Right fights speak to what is possible. They grapple with a compelling future, a significant improvement on today's reality. They probe uncertainty, when the external environment is highly unstable or, alternatively, when it is fairly clear but potentially threatening and the best way forward seems cloudy.

Pursue a noble purpose

The fight must transcend money and be about something useful to the world that your organization can provide. Wal-Mart, the authors note, is famed for penny-pinching. The noble purpose behind its strategy, however, is not miserly greed but serving consumers by providing them low-priced goods, they say. The Dove Campaign For Real Beauty was intended to spark sales for that company's soap, but behind it was a focus on women's self-esteem.
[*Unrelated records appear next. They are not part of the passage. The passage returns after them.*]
PR #1404, opened 2014-12-08
Updates to /status API

beav:
This patch returns additional data from the /status API call. Specifically, it
returns a worker list, the message broker connection status, the database
connection status, and the Pulp version (RHBZ #704184).

There is a small behavior change to include the resource manager and scheduler
as part of the worker heartbeat list. Previously, these were not included in
the list.

### DIFF
--- a/bindings/pulp/bindings/server_info.py
+++ b/bindings/pulp/bindings/server_info.py
@@ -17,6 +17,7 @@ Handles calls to the server that query the plugin and type capabilities.
 
 from pulp.bindings.base import PulpAPI
 
+
 class ServerInfoAPI(PulpAPI):
     def __init__(self, pulp_connection):
         super(ServerInfoAPI, self).__init__(pulp_connection)
@@ -50,13 +51,4 @@ class ServerInfoAPI(PulpAPI):
         @return: Response
         """
         path = self.base_path + 'distributors/'
-        return self.server.GET(path)
-
-    def ping(self):
-        """
-        Retrieves basic status information from the server.
-
-        @return: Response
-        """
-        path = '/v2/services/status/'
         return self.server.GET(path)
--- a/server/pulp/server/async/worker_watcher.py
+++ b/server/pulp/server/async/worker_watcher.py
@@ -28,21 +28,6 @@ from pulp.server.managers import resources
 _logger = logging.getLogger(__name__)
 
 
-def _is_resource_manager(event):
-    """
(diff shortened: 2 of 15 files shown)


server/pulp/server/async/worker_watcher.py
```diff
@@ -132,10 +113,6 @@ def handle_worker_offline(event):
     """
     event_info = _parse_and_log_event(event)
 
-    # if this is the resource_manager do nothing
-    if _is_resource_manager(event):
-        return
-
     msg = _("Worker '%(worker_name)s' shutdown") % event_info
     _logger.info(msg)
     _delete_worker(event_info['worker_name'], normal_shutdown=True)
```
beav: This was not being done correctly in the original PR. I've since updated.

beav:
@rbarlow I think I got everything. I saw that you LGTM'd but if you don't mind, can you re-review?

I will merge this to 2.6-testing as well when I merge.

bindings/pulp/bindings/server_info.py
```diff
@@ -51,12 +52,3 @@ def get_distributors(self):
...
         return self.server.GET(path)
-
-    def ping(self):
-        """
-        Retrieves basic status information from the server.
-
-        @return: Response
-        """
-        path = '/v2/services/status/'
-        return self.server.GET(path)
```
rbarlow: Since the bindings could be considered part of our API, we shouldn't remove this until 3.0.0. However, we could insert a DeprecationWarning.

rbarlow:
Re-LGTM, except that I think we should deprecate that binding rather than remove it.

bindings/pulp/bindings/server_info.py
beav: `DeprecationWarning` and `PendingDeprecationWarning` are ignored by default in Python 2.7+ unless the user adds `-Wd` to the command line.

I will add a bug to remove this in 3.0 and mention the bug and deprecation in the method's docblock.

bmbouter: @beav you are correct this should just be removed. The webcode handler is there, but it hasn't been wired up in application.py in a long time. There is no way for a web request to reach this code.

beav:
Closing PR, will re-open a new one against `2.6-testing` and merge since this is already LGTM'd.

beav:
merged in #1478

PR #1445, opened 2014-12-18
1171278 - additional helper method for finding units

beav:
The fix for RHBZ 1171278 in pulp_rpm needs to be able to find a unit based on the
unit key, regardless of which repo its in. This patch adds
`find_unit_by_unit_key` to the SearchUnitsMixin to facilitiate this.

**NOTE**: this should not be merged until after 2.4.4 is released!


rbarlow:
Can you resubmit this PR against 2.4-dev? Then it'll be safe to merge now since 2.4.4 isn't out the door yet.

beav:
closing to re-open against 2.4-dev

PR #1447, opened 2014-12-18
port to gofer 2.1.

jortel:
Updated to work with gofer 2.3.  Latest upstream and in Fedora 21.
- improved support for multiple messaging adapters (formerly transports).
- standardized url which includes messaging adapter.  format: *adapter*+*scheme*://*user*:*password*@*host*:*port*/*virtual-host*  instead of the *transport* option.
- hundreds of new unit tests.


jortel:
Should be merged to 2.6-testing.  Replaced by #1509.

PR #1463, opened 2014-12-24
PEP-8 pulp.server.db.model.dispatch and its tests.

rbarlow:
It turned out that the tests for pulp.server.db.model.dispatch were split between two files. This PR also merges these tests together into one file.


beav:
LGTM

PR #1470, opened 2014-12-24
Run flake8 in run-tests.py.

rbarlow:
This commit adds support for flake8 to run-tests.py. It currently only
checks the files that I've already made sure were PEP-8 to catch PEP-8
regressions.

### DIFF
--- a/run-tests.py
+++ b/run-tests.py
@@ -11,6 +11,16 @@ from pulp.devel.test_runner import run_tests
 PROJECT_DIR = os.path.dirname(__file__)
 subprocess.call(['find', PROJECT_DIR, '-name', '*.pyc', '-delete'])
 
+# Check for style
+config_file = os.path.join(PROJECT_DIR, 'flake8.cfg')
+# These paths should all pass PEP-8 checks
+paths_to_check = [
+    'server/pulp/server/tasks/',
+    'server/test/unit/server/']
+paths_to_check = [os.path.join(PROJECT_DIR, p) for p in paths_to_check]
+command = ['flake8', '--config', config_file]
+command.extend(paths_to_check)
+flake8_exit_code = subprocess.call(command)
 
 PACKAGES = [
     os.path.dirname(__file__),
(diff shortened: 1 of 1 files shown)


run-tests.py
```diff
@@ -11,6 +11,15 @@
 PROJECT_DIR = os.path.dirname(__file__)
 subprocess.call(['find', PROJECT_DIR, '-name', '*.pyc', '-delete'])
 
+# Check for style
+config_file = os.path.join(PROJECT_DIR, 'flake8.cfg')
+# These paths should all pass PEP-8 checks
+paths_to_check = [
+    os.path.join(PROJECT_DIR, 'server', 'pulp', 'server', 'tasks'),
+    os.path.join(PROJECT_DIR, 'server', 'test', 'unit', 'server')]
```
beav: Can this be a list of strings instead? That would be easier to edit as we fix stuff, even if it's just like

```python
paths_to_check [os.path.join(PROJECT_DIR, partial_path) for partial_path in list_of_pep8_dirs)]
```

run-tests.py
```diff
@@ -37,4 +46,6 @@
 dir_safe_all_platforms = [os.path.join(os.path.dirname(__file__), x) for x in TESTS_ALL_PLATFORMS]
 dir_safe_non_rhel5 = [os.path.join(os.path.dirname(__file__), x) for x in TESTS_NON_RHEL5]
 
-sys.exit(run_tests(PACKAGES, dir_safe_all_platforms, dir_safe_non_rhel5))
+tests_exit_code = run_tests(PACKAGES, dir_safe_all_platforms, dir_safe_non_rhel5)
+
+sys.exit(flake8_exit_code or tests_exit_code)
```
beav: cool!

run-tests.py
rbarlow: On 01/02/2015 04:18 PM, Chris Duryee wrote:
> Can this be a list of strings instead? That would be easier to edit as
> we fix stuff, even if it's just like
> 
> paths_to_check [os.path.join(PROJECT_DIR, partial_path) for partial_path in list_of_pep8_dirs)]

Sure!

run-tests.py
rbarlow: On 01/02/2015 04:19 PM, Chris Duryee wrote:
> cool!

Thanks! Could you LGTM this for me?

beav:
LGTM.  `paths_to_check` change is only suggested but not required

rbarlow:
I've updated this script with the change you suggested. I cannot merge this PR until these two get reviewed:

https://github.com/pulp/pulp/pull/1463

and

https://github.com/pulp/pulp/pull/1459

The noble purpose you pursue must energize people, motivating them to go above and beyond in their pursuit of that objective. It must generate respect from others.

Make it sport, not war

Business fights can be vigorous, if not vicious at times. So smart leaders establish themselves as referees to ensure things don't get out of hand. "There should be rules for the fight and the rules shouldn't change during the conflict. And opposing sides should be reasonably matched," the consultants advise.
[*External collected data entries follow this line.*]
PR #1475, opened 2015-01-03
Updated epel.rpm link, please note this will keep getting outdated as ep...

Jmainguy:
...el link will keep changing

### DIFF
--- a/docs/sphinx/user-guide/installation.rst
+++ b/docs/sphinx/user-guide/installation.rst
@@ -85,7 +85,7 @@ Repositories
 
    RHEL7::
 
-    $ sudo rpm -Uvh https://dl.fedoraproject.org/pub/epel/7/x86_64/e/epel-release-7-2.noarch.rpm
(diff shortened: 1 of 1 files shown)


barnabycourt:
Is there a clean way to document this that will not keep getting outdated?

Jmainguy:
We could provide a static epel rpm (Version does not really matter, older versions will just update when they yum update anyways)

We could try and get fedora to start using a static link which always post to their latest rpm. (Would be really helpful if they did this)

We could point users to go to this page 
http://download-i2.fedoraproject.org/pub/epel/7/x86_64/repoview/epel-release.html
And then tell them to rpm -Uvh the latest rpm on that page 

We could write a long string which curls the page, greps for rpm, returns the rpm, and have rpm -Uvh run against it, probably prone to error and not the best idea.

Of those options to any seem attractive to y'all, or y'all have any better ideas?

beav:
I'd be :+1: for "provide static epel version and let it get updated via yum update"

dkliban:
I didn't realize that this pull request existed.  I submitted my own yesterday with a note on how to find out the proper version.  It got merged yesterday.  https://github.com/pulp/pulp/pull/1621

PR #1476, opened 2015-01-05
1111591 - require passwords to not be empty strings

asmacdo:
[BZ-1111591](https://bugzilla.redhat.com/show_bug.cgi?id=1111591)

Okaara cannot recognize an empty string as a password, so we should not allow the user to get into a broken state.

Reopened from https://github.com/pulp/pulp/pull/1367

### DIFF
--- a/client_admin/test/unit/test_auth.py
+++ b/client_admin/test/unit/test_auth.py
@@ -11,8 +11,7 @@
 # have received a copy of GPLv2 along with this software; if not, see
 # http://www.gnu.org/licenses/old-licenses/gpl-2.0.txt.
 
-import os
-import sys
+import unittest
 
 import mock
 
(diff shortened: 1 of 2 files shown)


asmacdo:
@rbarlow, since you reviewed the WIP, could you take a look at this?

rbarlow:
This PR needs some unit tests to go with the new change. Let me know when you've added a test to make sure the empty password is handled correctly, and I'll check it out again.

asmacdo:
@rbarlow, there were very minimal tests of the affected functions. I have expanded these tests to cover all affected code.

client_admin/test/unit/test_auth.py
```diff
@@ -55,29 +54,92 @@ def test_invalid_input(self):
...
-class TestAuthUser(base_builtins.PulpClientTests):
+class TestAuthUser(unittest.TestCase):
 
-    USER_LOGIN = 'test-login'
-    PASSWORD = 'test-password'
-    NAME = 'test-name'
+    def test__prompt_password_given(self):
+        """
+        Test that prompt password will ask for a password until the password
+        is not blank
```
rbarlow: This docstring doesn't seem accurate for what this test is doing. It looks like the tests just makes sure the password works in the normal case.

rbarlow:
LGTM.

The participants must believe the contest is fair, and accept the outcome. As in sports, everyone needs to win occasionally. In a couple of examples in the book, leaders were careful to ensure the manager who was on the losing side in a right fight got a promotion, to emphasize the individual was still valued. "The losing side should always leave with something - even if it's just an invitation to come back later for a rematch," they write.
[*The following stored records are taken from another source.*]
PR #1477, opened 2015-01-05
1066022 - remove incorrect role update doc

beav:
Roles are updated via permissions now, but the doc still referenced an old way
of doing it. This patch removes the role update API document and refers people
to the permissions API.

### DIFF
--- a/docs/sphinx/dev-guide/integration/rest-api/role/cud.rst
+++ b/docs/sphinx/dev-guide/integration/rest-api/role/cud.rst
@@ -1,5 +1,8 @@
-Create, Update, and Delete
-==========================
+Create and Delete
+=================
+
+This page details role creation and deletion. Roles are not updated per-se;
+please see the :doc:`Permissions API <../permission/actions>` for more detail.
 
 Create a Role
 -------------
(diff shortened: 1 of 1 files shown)


mhrivnak:
LGTM

ipanova:
I think this bug created a lot of confusion, so I wanted to clarify that it is still *possible* to update role.
You can update with PUT method the `description` and `display name` of the role but you cannot add `permissions` in this call. After Saily's fix it explcitly tells that:
```
 "error": {
        "code": "PLP0000",
        "data": {},
        "description": "Update Keyword [permissions] is not supported",
        "sub_errors": []
    },
```
So there is need only to remove this line https://github.com/pulp/pulp/pull/1477/files#diff-756b4ce388bdb7c489851208b9489e46L65 and update the sample request that will exclude the permissions.

skarmark:
Ya, like what Ina said, we can still update display name and description of a role through this API. I am not sure whether it is that useful though, so we can potentially get rid of the API. Either we should do that or update the docs to just remove permissions from valid params and add a link to permissions doc to update permissions on roles (Chris has already taken care of the link part which looks good)

beav:
Closing this PR and opening a new one so I can point it to `2.6-testing`.

PR #1478, opened 2015-01-05
Updates to /status API

beav:
This patch returns additional data from the /status API call. Specifically, it
returns a worker list, the message broker connection status, the database
connection status, and the Pulp version (RHBZ #704184).

There is a small behavior change to include the resource manager and scheduler
as part of the worker heartbeat list. Previously, these were not included in
the list. These entries are filtered out when Pulp requests a free worker.

A few PEP8 fixes are included as well for files that were touched in this patch.

Additionally, the `ping()` method in ServerInfoAPI has been removed; this
called a URL that no longer exists.

### DIFF
--- a/bindings/pulp/bindings/server_info.py
+++ b/bindings/pulp/bindings/server_info.py
@@ -17,6 +17,7 @@ Handles calls to the server that query the plugin and type capabilities.
 
 from pulp.bindings.base import PulpAPI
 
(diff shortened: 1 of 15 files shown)


beav:
This was LGTM'd as part of #1404 . I put in a new PR just to switch the branch.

Structure formally but work informally

The right fight takes place through the formal organizational structure, as individuals or units vie for the supremacy of their ideas, but the tensions created by the fight must be handled through the informal relationships and networks in the organization.

Leaders must identify and exploit structural gaps in the organization. The leader must build trust, and reach out to get ideas from as many people as possible.

Turn pain into gain

The tension created by the fight can be painful for the organization, so the leader must focus on using the battle to energize staff and stretch skills. "A hallmark of right fights is that, when they are orchestrated well, everyone who participates benefits from the outcome - even the losers. It's the leader's job to make the gains explicit, especially at key moments when losers are coming to terms with their loss," they note.

Most of us can remember right fights that helped our organizations surge ahead. Avoiding right fights, on the other hand, can be deadly: The consultants point, as an example, to General Motors' inability to come up with a realistic labour agreement, deal with its aging manufacturing structure or resist the temporary succour of large vehicles for the long-term security of more fuel-efficient vehicles.

The book's premise, therefore, makes sense, and it offers a lot of insight into how to move from an obsession with alignment to picking the right fights and making sure they are fought in the right way.

* * *

In Addition: In Bringing Out The Best In Everyone You Coach (McGraw-Hill, 264 pages, $30.95), trainer Ginger Lapid-Bogda explains the nine different personality traits of what is known as the Enneagram system, and shows how to use that knowledge for mentoring or coaching The book can be quite complex and turgid, as she goes into the details of each personality, what questions to ask, and what issues to be alert to. The casual reader would probably find the book of minimal value, but full-time coaches or mentors struggling with a protégé might find it a useful reference.



Just In: In Marketing In The Age Of Google (John Wiley, 242 pages, $30.95), consultant Vanessa Fox argues that your search engine strategy should actually be your business strategy, rather than simply a case of boosting page ranking.

Edward Tse, chairman of Booz and Co.'s China practice, offers a framework for dealing with that country's fast-growing economy in The China Strategy (Basic, 247 pages, $33.95).

In The Relational Leader (Course Technology, 240 pages, $18), consultant Frank McIntosh offers advice on motivating employees and strengthening profits.